The immune system is determined by both positive costimulation and negative coinhibition. We discovered new members of the costimulatory/coinhibitory B7 family and CD28 family including B7x, HHLA2 and TMIGD2, identified the KIR3DL3-HHLA2 immunosuppressive pathway and the TMIGD2-HHLA2 immunostimulatory pathway, demonstrated the biology and therapeutic potential of the KIR2DL5-PVR pathway, and contributed to other immune checkpoints B7-H3, Tim-3, ICOS, PD-L1/PD-1, BTNL2, etc. We use a variety of approaches (gene knock-out/transgenic mice, humanized mice, patient samples, monoclonal antibodies, single-cell RNA sequencing, structure, imaging, etc) to understand how new immune checkpoints regulate immune cells.

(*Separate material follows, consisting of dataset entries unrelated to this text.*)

PR #804, opened 2020-11-10
Create v1.2.0 config

Jeffwan:
I think this is the configuration for CD. I cut v1.2-branch in following repos. Once it's added, they should build images with v1.2 tag and update kubeflow/manifest repo. It also helps on cherry-picks against v1.2-branch. 

/cc @PatrickXYS @jlewi @Bobgy @pingsutw

### DIFF
--- a/apps-cd/applications.yaml
+++ b/apps-cd/applications.yaml
@@ -265,3 +265,24 @@ versions:
               value: v1.1-branch
             - name: url
               value: git@github.com:kubeflow/tf-operator.git
+  # Define a v1-2 release
+  - name: v1-2
+    # A tag to prefix image names with
+    tag: "v1.2.0"
+    repos:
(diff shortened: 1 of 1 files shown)


PatrickXYS:
/approve

>I think this is the configuration for CD. I cut v1.2-branch in following repos. Once it's added, they should build images with v1.2 tag and update kubeflow/manifest repo. It also helps on cherry-picks against v1.2-branch.

I think the expected behavior should be like above, @jlewi can help check if possible

Bobgy:
/lgtm
/approve
Thanks @Jeffwan

Jeffwan:
@Bobgy @jlewi   Seems CD is down. I see some images built on Sept. I am not sure if all the latest changes have corresponding images now.. This might be a blocking issue.

/cc @thesuperzapper

PR #808, opened 2020-11-14
Add a workload identity binding for the emojichat namespace

jlewi:
* Needed in order to download models from GCS.


jlewi:
/assign @Bobgy 

I don't know why the bot doesn't think the tests should run. I checked and it looks like I'm a member of the Kubeflow org.

jlewi:
I take that back looks like I'm a member of the Kubeflow incubator org but not Kubeflow.

jlewi:
I had a new invitation that I needed to accept; I'm guessing I was removed as part of downgrading me from a GitHub org admin.

jlewi:
/approve

@Bobgy force submitting this to unblock myself.

PR #816, opened 2020-11-20
test(gcp): revert set values commands for kubeflow package

Bobgy:
Depended on by https://github.com/kubeflow/gcp-blueprints/pull/169


subodh101 (approved):
/lgtm
Thanks

PR #819, opened 2020-11-24
test: fix notebook_runner dockerfile

Bobgy:
Part of https://github.com/kubeflow/gcp-blueprints/issues/174


Bobgy:
self LGTM to verify in upstream

I verified the fix allowed the dockerfile to build.

PR #825, opened 2020-11-27
test(gcp): refactor standar cluster package with instance and upstream, adjust node locations

Bobgy:
/cc @chensun 
second PR following https://github.com/kubeflow/testing/pull/824


Bobgy:
Going to merge to take effect on the cluster

PR #828, opened 2020-11-28
test(kfp): use staging proxy instead

Bobgy:
/cc @chensun


Bobgy:
/hold
we'll need this project added to inverse proxy staging env first

Issue #246, opened 2016-09-26
Allow --critical-load to set throttle flag


tomkrouper:
I was thinking about `gh-ost` and how it handles `--critical-load`. The issue is, that as soon as critical load is hit, the process drops out without chance of recovery. Any data copied is unusable. Issue #205 is being worked on to address this, but I'm curious if there is an easier way.

Because `gh-ost` has such a light amount of activity happening when the process is set to `throttle`d, I'm proposing we should just set `throttle` to on when critical load is hit. This allows for a DBA to investigate what happened before the schema change continues. This also prevents the loss of any activity that the migration has already completed. Once the problem has been investigated, the schema change can be `un-throttle`d and `gh-ost` can complete its work.

I'd love to get people's thoughts on this.

shlomi-noach:
This makes a lot of sense to me, and we can make that configurable via some `--throttle-and-wait-for-human-ack-on-critical-load`

jonahberquist:
I worry a bit that if we only throttle on critical load, we might miss some weird corner case where gh-ost itself even in throttling is causing load. It seems unlikely, but I want to be able to just let gh-ost run and forget about it, knowing that it will die if it needs to.

What if we went with an optional second chance on `--critical-load`?

The behavior could be:
 * first hit of critical-load throttles the migration until human intervention
 * if load is still at critical-threshold 15 seconds later, gh-ost process dies

shlomi-noach:
@jonahberquist I'm goind to proceed with your suggestion. An optional variable would be `--critical-load-interval-millis`, an `int`, defaults `0`. Values of this flag would imply:

- `0` (default): immediate bailout on meeting `critical-load`
- positive integer (milli seconds): don't bail out; make 2nd check after given number of millis. If `critical-load` is still met, bail out. If not, forget it ever happened.
  As per throttling, that would be taken care of by `max-load`. `critical-load` would not handle throttling.

Basically this is somewhat like a Nagios "number of checks", but reduced to _potentially one extra check_

jonahberquist:
That sounds good to me. 👍

tomkrouper:
This sounds like a decent compromise on what I was looking for.

shlomi-noach:
Handled by #266

PR #266, opened 2016-10-10
support for --critical-load-interval-millis

shlomi-noach:
Storyline: https://github.com/github/gh-ost/issues/246

introducing `--critical-load-interval-millis`

This optional flag gives `--critical-load` a second chance. When configured to positive value, meeting with critical-load spawns a timer. When this timer expires a second check for critical-load is made; if still met, gh-ost bails out.
By default the interval is zero, in which case gh-ost bails out immediately on meeting critical load.

### DIFF
--- a/doc/command-line-flags.md
+++ b/doc/command-line-flags.md
@@ -43,6 +43,16 @@ password=123456
 
 See `exact-rowcount`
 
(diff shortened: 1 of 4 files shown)


jonahberquist:
Nice 👍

Current emphasis in the lab: new immune checkpoints and cancer immunotherapies,  autoimmune diseases and immunotherapies, metabolic diseases and immunotherapies.

A new immune checkpoint inhibitor from our lab is currently in phase II clinical trials in patients with advanced solid cancers (non-small cell lung cancer, small cell lung cancer, nasopharyngeal cancer, head and neck cancer, melanoma) or recurrent/refractory hematologic malignancies (acute myeloid leukemia, myelodysplastic syndromes, lymphoma). Another novel first-in-class immune checkpoint inhibitor from our lab will start clinical trials in 2023. Our research has formed scientific foundation and core intellectual property for several start-up drug companies.